Étude de la régulation de l'expression du gène bêta-glucosidase de Kluyveromyces fragilis chez Saccharomyces cerevisae : mise en évidence d'une zone impliquée dans un contrôle négatif, détermination d'une séquence cible de la répression catabolique
Institution:
Paris 11Disciplines:
Directors:
Abstract EN:
The ß-glucosidase can hydrolyse cellobiose, dissacharide whicb consist of two molecules of glucose joined by a, ß-1,4- glycosidic linkage. The, ß-glucosidase gene of Kluyveromyces fragilis bas been cloned and expressed in Saccharomyces cerevisiae. Subcloning experiments lead to a deletion which overexpressed the ß-glucosidase gene of Kluyveromyces fragilis in Saccharomyces cerevisiae. The enzyme production can account for about 15% of the total proteins of Saccharomyces cerevisiae. Further analysis allowed to map this deletion at position -287 in the 5' non coding region. This enzyme overproduction was found to be due to an increase of the level of transcription initiated at the same transcription starts as in the wild type gene. The relationship between promotor length of Kluyveromyces fragilis gene and the expression level in Saccharomyces cerevisiae was studied using various deletions of the upstream sequences. It was shown that a negative element is removed by the deletion at position -287. Further analysis indicated that the sequences involved in negative control could lie between positions -287 and -400. This short region share structural homologies with the silencer previously described at the silent mating type locus in Saccharomyces cerevisiae.
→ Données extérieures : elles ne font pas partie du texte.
PR #120, opened 2024-01-26
Synchronize TTL status

### LINKED ISSUE #119: Synchronize TTL status
I will implement to synchronize TTL status, i.e., whether overriding and level are on or off.
In addition, I will support to turn on or off all TTLs.

#### Synchronize TTL status
- Once the server is started, a `CommMonInj` connection is established and monitoring `TTLProbe.level.value`, `TTLOverride.en.value`, and  `TTLOverride.level.value` is started.
- Once its callback function is called, an asyncio event corresponding to each TTL monitoring signal is set.
- This is connected to an IQUIP client by a websocket, and it waits the asyncio events above.
- Once it wakes up, it sends the modification to the IQUIP client.
- ~~To know the status of the first connection, I will use a trick: After the connection is made, a short time later, through [get_injection_status()](https://github.com/m-labs/artiq/blob/master/artiq/coredevice/comm_moninj.py#L77) the callback function is called. It may have the initial information.~~
- To know the status of the first connection, once the connection is established, it sends the current value.

#### Turn on or off all TTLs
- Implement `async def set_all_ttl_levels(value: bool)` similar to `set_ttl_level()`.

BECATRUE:
For details, please refer to #119.

Yet, I couldn't test whether it works well.. because this should be tested with the actual ARTIQ hardware.
I'll test it as soon as possible.

This closes #119.


main.py
```diff
@@ -33,11 +34,90 @@
...
+    @dataclasses.dataclass
+    class Status:
+        """TTL status.
+        
+        Fields:
+            value: The current value.
+            modified: The asyncio event set once the value is updated.
+        """
+        value: Optional[bool] = None
+        modified: asyncio.Event = asyncio.Event()
```
kangz12345, line 63: The default value will be created once and all the instances will share it as the default value. Is this behavior intended? If not, consider using `default_factory` argument in [`field()`](https://docs.python.org/3/library/dataclasses.html#dataclasses.field).

main.py
```diff
@@ -33,11 +34,90 @@
...
+            self.value = bool(value)
+            self.modified.set()
+            self.modified.clear()
+
+    def __init__(self):
+        """Extended."""
+        self.connection = CommMonInj(self.monitor_cb, self.injection_status_cb)
+        self.outputs: dict[int, MonInj.Status] = {}
+        self.levels: dict[int, MonInj.Status] = {}
+        self.overriding = MonInj.Status()
```
kangz12345, line 80: `overriding` is not a dict since we are currently using a single override status for all TTLs?

main.py
```diff
@@ -33,11 +34,90 @@
...
+            ty: The type of injection status. See artiq.coredevice.comm_moninj.TTLOverride.
+            value: The updated injection status.
+        """
+        if ty == TTLOverride.level.value:
+            self.levels[channel].update(value)
+        elif ty == TTLOverride.en.value:
+            self.overriding.update(value)
+
+
+mi: Optional[CommMonInj] = None
```
kangz12345, line 118: I guess it should be `Optional[MonInj]`.

kangz12345 (changes requested):

main.py
BECATRUE: I did not intend it..
I think as we discussed, even if all the instances share it, it can detect a chance (although quite inefficient), hence it seemed to work well.

BECATRUE:
I will implement this feature using a queue instead of lots of events.
Thus, I close this PR.

PR #128, opened 2024-03-18
Fetch dataset list corresponding RID

### LINKED ISSUE #125: Fetch dataset list corresponding RID
To the next step of #124, I will implement a function to fetch dataset list corresponding a specific RID.

It reads the corresponding H5 result file referred to #49.
And it returns the dataset list stored in the result file.

### Additional context
It is a part of snu-quiqcl/iquip#258.

BECATRUE:
This closes #125.

For test, write a command like below.
```shell
$ curl -X GET locathost:8000/dataset/rid/list/?rid=123

['test_a', 'test_a.parameters', 'test_a.units']
```

### DIFF
--- a/main.py
+++ b/main.py
@@ -583,6 +583,17 @@ async def get_master_dataset(key: str) -> Union[int, float, list, tuple]:
     return data
 
 
+@app.get("/dataset/rid/list/")
+async def list_dataset_from_rid(rid: int) -> list[str]:
+    result_dir_path = posixpath.join(configs["master_path"], configs["result_path"])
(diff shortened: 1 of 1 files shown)


kangz12345 (approved):
I wonder how fast the `glob` will find the RID file, but I believe it will be fast enough. I think this task does not require very high performance.
However, if we find it becomes slower as we generate much more data files, we might consider improving the algorithm later.
(I guess you did not find such inconvenience during the test!)

BECATRUE:
Honestly, I didn't consider which one between `glob` and `os` is better. A simple search shows that `os` is still faster than `glob`.
But, it wasn't enough to make me feel slow and I think in terms of speed, networking is more dominative than searching files.

PR #129, opened 2024-03-19
Fetch dataset from result file

### LINKED ISSUE #126: Fetch dataset from result file
To the next step of #125, I will implement a function to fetch a specific dataset from the given RID.

It fetches a specific dataset based on the given RID and dataset name.

### Additional context
It is a part of snu-quiqcl/iquip#258.

BECATRUE:
This closes #126.

For test, write a command like below.
```shell
$ curl -X GET "localhost:8000/dataset/rid/?rid=759&key=test_a"

[[0,0],[1,1],[2,2],[3,3],[4,4],[5,5],[6,6],[7,7],[8,8],[9,9]]
```

### DIFF
--- a/main.py
+++ b/main.py
@@ -568,8 +568,19 @@ async def list_rid_from_date_hour(date: str, hour: Optional[int] = None) -> list
 
 
 @app.get("/dataset/rid/")
-async def get_rid_dataset(rid: int, key: str) -> Union[int, float, list]:
-    pass
+async def get_rid_dataset(rid: int, key: str) -> Optional[Union[int, float, list]]:
+    result_dir_path = posixpath.join(configs["master_path"], configs["result_path"])
+    result_file_path = posixpath.join(result_dir_path, "*", "*", f"{str(rid).zfill(9)}*.h5")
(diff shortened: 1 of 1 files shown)


main.py
```diff
@@ -567,6 +567,31 @@ async def list_rid_from_date_hour(date: str, hour: Optional[int] = None) -> list
...
+        key: Target dataset key.
+    
+    Returns:
+        If the dataset does not exist, it returns None.
+    """
+    result_dir_path = posixpath.join(configs["master_path"], configs["result_path"])
+    result_file_path = posixpath.join(result_dir_path, "*", "*", f"{str(rid).zfill(9)}*.h5")
+    result_file_list = glob.glob(result_file_path)
+    if len(result_file_list) != 1:
+        return None
```
kangz12345: How about making it as a function? I remember the same code was introduced in #125.

kangz12345 (changes requested):

main.py
BECATRUE: I see. I will separate it as a function.

kangz12345 (approved):
LGTM

PR #131, opened 2024-03-22
Synchronize TTL status using queue

### LINKED ISSUE #130: Synchronize TTL status using queue
According to the discussion in #120, I will re-implement to synchronize TTL status using queue in order to reduce the burden of many `asyncio.Event`s.

The overall process is similar to fetching dataset modifications in `get_dataset_modification()`:
1. Receive the TTL channels the IQUIP client subscribes to.
2. Send the current status.
3. Run a loop.
3-1. Get the current status.
3-2. If not updated, wait for the event set when the queue is updated.
3-3. Send the fetched status.
3-4. Sleep a second.

The TTL connection manager like `MonInj` class in "BECATRUE/119/synchronize-ttl-old" branch has the following properties:
- Attributes
  - A `SortedQueue` with modifications containing only the channel and the type.
  - A Dictionary whose keys are the channel and the type, and values are the latest values.
  - An event set when any value is updated.
- Methods
  - Return the current status (for initial connection).
  - Return the modifications since a certain timestamp.

BECATRUE:
This closes #130.

As discussed in #120, I implemented to synchronize TTL status through queue instead of many events.

Here is what I did:
- Make a TTL manager, `MonInj`.
- Change to handle overrides separately, not together.
- Support for controlling one or more TTLs in a single request.

For test, please refer the corresponding IQUIP PR.


main.py
```diff
@@ -19,26 +22,170 @@
...
 
 configs = {}
 device_db = {}
 
-mi_connection: Optional[CommMonInj] = None
-
 dataset_tracker: Optional[dset.DatasetTracker] = None
 schedule_tracker: Optional[schd.ScheduleTracker] = None
 
+class MonInj:
```
kangz12345: Could you explain why you designed the class like this, defining class-variables and a class-method?
Isn't it better to separate this as another module and put them out of this class?

BECATRUE: Umm.. I never thought about modularization😅
I just wanted to handle TTL connections through a single object, like `CommMonInj` in ARTIQ.

If you think modularization is better, I will do that.

BECATRUE: @kangz12345 Can you check this reply?

kangz12345: I think the use of `MonInj` looks like that of a module.
The enum classes are using `MonInj` as a namespace.
If there is no reason to use a class, I think creating a new module would be better.
You can freely express your opinions.

BECATRUE:
I made the TTL manager as a separate module.
Please check it. @kangz12345

ttl.py
```diff
@@ -0,0 +1,153 @@
...
+    """Maps TTL devices and channels.
+    
+    Args:
+        ttl_devices: See main.configs.
+        device_db: See main.device_db.
+    """
+    for device in ttl_devices:
+        channel = device_db[device]["arguments"]["channel"]
+        device_to_channel[device] = channel
+        channel_to_device[channel] = device
```
kangz12345: I think this can be packed within a class, e.g., `DeviceChannelMapping`, which provides methods `device(channel: int)` and `channel(device: str)`.
Then `map_device_channel()` would be the constructor of the class.
This design has a benefit that many mappings can exist and it does not use global (module-level) objects.

ttl.py
```diff
@@ -0,0 +1,153 @@
...
+class MonitorType(enum.Enum):
+    """Monitoring value type."""
+    PROBE = "probe"
+    LEVEL = "level"
+    OVERRIDE = "override"
+
+
+@dataclasses.dataclass
+class StatusType:
+    """Monitoring status type.
```
kangz12345, line 56: I don't get the meaning of "monitoring status".
This is merely a combination of a channel and a monitor type.
Could you explain about the intuition?

ttl.py
```diff
@@ -0,0 +1,153 @@
...
+    channel: int
+    monitor_type: MonitorType
+
+    def __hash__(self) -> int:
+        """Overridden."""
+        return hash(f"{str(self.channel)}_{self.monitor_type.value}")
+
+
+# {"MonitorType value": {"TTL device name": "modified value"}}
+Modifications = dict[str, dict[str, bool]]
```
kangz12345, line 71: Isn't it `dict[MonitorType, dict[str, bool]]` then?

ttl.py
```diff
@@ -0,0 +1,153 @@
...
+            timestamp: Timestamp of the latest update.
+        """
+        modifications = {ty.value: {} for ty in MonitorType}
+        latest, modification_types = self.queue.tail(timestamp)
+        filtered_modification_types = filter(
+            lambda ty: channel_to_device[ty.channel] in devices, set(modification_types)
+        )
+        for ty in filtered_modification_types:
+            device = channel_to_device[ty.channel]
+            modifications[ty.monitor_type.value][device] = self.values[ty]
```
kangz12345: In the for loop, it needs the `device` anyway. How about not filtering and checking it in the for loop, using `continue`?

main.py
```diff
@@ -727,33 +730,78 @@ async def get_result(rid: str, result_file_type: ResultFileType) -> FileResponse
...
+        websocket: The web socket object.
+    """
+    await websocket.accept()
+    try:
+        devices = await websocket.receive_json()
+        latest, status = ttl_manager.current_status(devices)
+        await websocket.send_json(status)
+        while True:
+            latest, modifications = ttl_manager.modifications_since(devices, latest)
+            if not sum(len(m) for m in modifications.values()):  # no modification
```
kangz12345: How about `if not any(modifications.values())`?

kangz12345 (changes requested):

ttl.py
BECATRUE: I have thought what is the best class name, but I couldn't come up with the best one..
I intended that a status type is an individual type we monitor, so I wrote such that.
However, as you said, it looks vague so how about just "Status type mapping to a value"?

ttl.py
BECATRUE: Umm.. A key is the value of `MonitorType`, so I set it as `str`. Isn't it correct?

ttl.py
BECATRUE: It can reduce the duplicated for loop! I will apply it.

main.py
BECATRUE: Wow, I didn't come up with this idea! Thank you👍

ttl.py
kangz12345: I see, then why not using `MonitorType` itself instead of its `value`?

BECATRUE: It is because `Modifications` is the type of data it sends to a client, so I defined it to a type which can be JSONized.

kangz12345: Oh I see, thank you for the explanation!

ttl.py
kangz12345: I got your point. Thank you for the explanation.

kangz12345 (approved):
LGTM

PR #133, opened 2024-03-26
Fix bug that last data is missed

### LINKED ISSUE #132: Last data is missed when fetching dataset
### Describe the bug
This problem is issued in snu-quiqcl/iquip#261.

Similar to #130, I will try to solve it.

BECATRUE:
This closes #132.

I fixed the bug as follows:
1. After sleep, it fetches the dataset modifications first.
2. If there is no modification, it waits the `modified` event. After the event is set, it goes to the start point of the loop.
3. Otherwise, it sends the appropriate data to the client.

### DIFF
--- a/main.py
+++ b/main.py
@@ -682,11 +682,13 @@ async def get_dataset_modification(websocket: WebSocket):
         _, units = dataset_tracker.get(f"{name}.units")
         await websocket.send_json(units)
         while True:
-            await dataset_tracker.modified[name].wait()
             latest, modifications = dataset_tracker.since(name, latest)
             if latest < 0:  # dataset is overwritten or removed
                 await websocket.send_json(None)
                 break
+            if not modifications:  # no modification:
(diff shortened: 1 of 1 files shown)


main.py
```diff
@@ -146,9 +146,9 @@ async def lifespan(_app: FastAPI):
     load_device_db()
     _schedule_task = await init_schedule_tracker()
     _dataset_task = await init_dataset_tracker()
-    await connect_moninj()
+    # await connect_moninj()
     yield
-    await mi_connection.close()
+    # await mi_connection.close()
```
kangz12345: Maybe these should be reverted

kangz12345 (changes requested):

main.py
BECATRUE: Oh, I'm sorry for the mistake. I just reverted it.

kangz12345 (approved):
LGTM

PR #5, opened 2019-12-25
Execute sbt commands in the executor subproject

bastian-koepcke:
This enables building the executor by calling `sbt compile` in the shine root directory.

Depends on [PR #4](https://github.com/rise-lang/executor/pull/4) in the executor repository.


michel-steuwer:
I changed the target, to merge it into `development` (and not into `master`)

PR #24, opened 2020-01-16
[Rise] Change data types, adding some fixed width

Bastacyclop:
https://github.com/rise-lang/rise/pull/15
it seems like there are also a lot of formatting changes :thinking:


bastian-koepcke:
I think this PR shows pretty clearly that the auto formatting doesn't play well with the rise DSL.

Both ARS like and Ebox like sequences can be observed between these two positions. Biological signification of these homologies is under investigation and is discussed. Numerous genes involved in sugars utilization are controlled by catabolite repression. We describe sequences between position -900 and -400, acting as a target for catabolite inactivation both in Kfragilis and S. Cerevisiae.
Abstract FR:
De nombreuses levures telles que Kluyveromyces fragilis et Kluyveromyces lactis produisent la ß-glucosidase. Saccharomyces cerevisiae possède un gène cryptique codant pour cette enzyme. La b-glucosidase (E. C. 3. 2. 1. 21) hydrolyse le cellobiose, dissacharide constitué de deux moplécules de glucose associées par une liaison ß-1,4-glycoside. Nous avons cloné le gène, activement transcrit, codant pour la ß-glucosidase de K. Fragilis, chez S. Cerevisiae ou il est efficacement exprimé. Nous avons isolé, au cours des sous clonages, une délétion conduisant chez S. Cerevisiae à une surexpression de l'enzyme. La production de ß-glucosidase dans ces conditions représente environ 15% des protéines totales, indiquant que le promoteur du gène est reconnu par S. Cerevisiae comme un promoteur fort. L'analyse ultérieure de la structure a montré que cette surexpression résultait d'une délétion de la région 5’ non codante à la position -287. Cette augmentation de l'expression s'est avérée être due à une augmentation de la transcription, les points d'initiation des transcrits utilisés dans ce cas étant les mêmes que pour le gène natif. L'analyse de la structure fine du promoteur, par délétion, montre que la déletion à la position -287 conduit à la perte d'un élément négatif. Nous avons déterminé que cette zone de contrôle, était située entre les positions -400 et -287. L'expression du gène ß-glucosidase, comme l'expression de nombreux gènes impliqués dans l'utilisation des sucres, est soumise à la répression catabolique. Nous avons mis en évidence une séquence entre les positions -900 et -400 de la région 5', cible de la répression catabolique dans les deux espèces de levures. La zone de contrôle négatif, déterminée, présente des homologies de séquence et d'organisation avec un système régulé négativement déjà décrit ("cassettes silencieuses" du type sexuel de S. Cerevisiae). La signification biologique de ces homologies qui est en cours d'étude est discutée.